Ignorant buffoonery? Just an act. Spectacles of narcissism, immaturity, mendacity, racism, and subservience to foreign powers? All smoke and mirrors to confound the enemy. Or, if one wishes a particular element -- the racism, for example -- to be real, one can tune belief accordingly. The presumption of a heroic Donald Trump becomes immutable, and everything that seems wrong with him is diligently incorporated into that presumption by the believing mind.

Since Trump's base is largely oblivious of facts and arguments that discredit him, it's primed to adopt the QAnon portrait without much of a strain. Its members are already accustomed to managing the embarrassments that do get through to them by means of broad sophistries: that Trump is no worse than other politicians, or that he's got a plan. On top of that, the sacrilegious view of him as an instrument of God renders his sins irrelevant while exalting his imagined plan to the level of God’s design.

But it's QAnon that will perfect the seal on Trumpism. Its alternate reality will flow into all gaps and over the rough features of all surfaces. Given the single conceit that Trump is an undercover agent waging a struggle more vital than anything we see, it ceases to matter what we see. If he's supposed to be serving some mysterious cause greater than himself, the notion of divine will is always viable.

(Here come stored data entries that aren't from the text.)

PR #1331, opened 2025-08-20
ai-rework: Rewrite Ally Target scoring logic

innerthunder:

The AI should no longer be incentivized to use attacks with secondary effects (e.g. Flamethrower) on their allies)

The `overridesAllyTargetPenalty` option for move attributes has proven to be a bit too cumbersome, with it requiring the option to be enabled and a private helper method to be defined in most cases. These changes should make it easier to distinguish ES calculations against opponents from those against allies

- All attacks (other than Pollen Puff) are now automatically assigned the Ally Target Penalty when targeting an ally.
- `MoveAttr` now has a public `getAllyTargetScore` function, which is used to compute Effect Score when an enemy Pokemon targets its ally with a move with the attribute (aka ATS). This can either return an integer score or `null`. If `null` is returned, the attribute does not contribute to ATS in the given game state, deferring to other attributes with a defined ATS. If none of the move's attributes have a defined ATS, then the move is given an Ally Target Penalty.
- The `overridesAllyTargetPenalty` option is removed. Attributes that previously used the option have been adjusted to override `getAllyTargetScore` instead.

## How to test the changes?

- [x] `pnpm typecheck`
- [x] `pnpm depcruise`
- [x] `pnpm test:silent`

## Checklist

### DIFF
--- a/src/data/moves/move-attrs/move-attr.ts
+++ b/src/data/moves/move-attrs/move-attr.ts
@@ -1,3 +1,7 @@
+/* biome-ignore-start lint/correctness/noUnusedImports: tsdoc imports */
+import type { ALLY_TARGET_PENALTY } from "#constants/ai-constants";
+/* biome-ignore-end lint/correctness/noUnusedImports: tsdoc imports */
+
 import type { EnemyPokemon } from "#field/enemy-pokemon";
 import type { Pokemon } from "#field/pokemon";
 import type { Move } from "#moves/move";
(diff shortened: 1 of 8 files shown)


DayKev (approved):

DayKev (changes requested):
Oh wait, you missed `HealStatusEffectAttr`

src/data/moves/move-attrs/move-attr.ts
```diff
@@ -117,6 +109,21 @@ export abstract class MoveAttr {
     return 0;
   }
 
+  /**
+   * Defines the integer Effect Score bonus (or penalty) granted by this attribute based on the
+   * current game state when targeting an ally.
+   * @param user - The {@linkcode EnemyPokemon} evaluating the move
+   * @param target - The {@linkcode Pokemon} the move is evaluated against. This can be assumed to be
+   * the {@linkcode _user | user}'s ally.
```
DayKev:
```suggestion
   * @param target - The {@linkcode Pokemon} the move is evaluated against. This can be assumed to be the user's ally.
```

DayKev (approved):

PR #1336, opened 2025-08-23
refactor: Pokemon gender no longer uses the old Gen3-5 method

### LINKED ISSUE #1335: Refactor random gender for enemy pokemon to no longer use ID
Currently it expects to use the ID as a PV so it can do the old Gen3-5 method of determining gender.

https://github.com/Despair-Games/poketernity/blob/8131f17ae2d1f82d082957fb4530e52ee08585d0/src/field/pokemon.ts#L1355-L1366

DayKev:
Wild Pokémon gender will be rolled correctly again.

Fixing an oversight from the Pokémon ID refactor.
- Closes #1335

Trump may go on boisterously claiming that it's all about him; but he would say that, wouldn't he? It has already become possible to interpret his words along QAnon lines, as when a New York Times interviewer recently questioned him about his reputation for whiling away too much time in front of a TV set. His reply: "Just the opposite. I don’t watch very much TV. Nobody knows what I do." The Republican National Convention was rife with barely oblique QAnon-signalling.

As the cult of Trump shades into that of QAnon, reservations about the man will fall before the thrill of getting in on what he supposedly represents: a sub rosa movement possessing a vault of secrets and a panoply of symbols. The portentous slogans, the furtively ubiquitous "Q" logo, and the winking freemasonry with other initiates should appeal to more people than Donald Trump himself does, while drawing them to him. His base can then grow at last. By and by, it can easily become a base for someone else.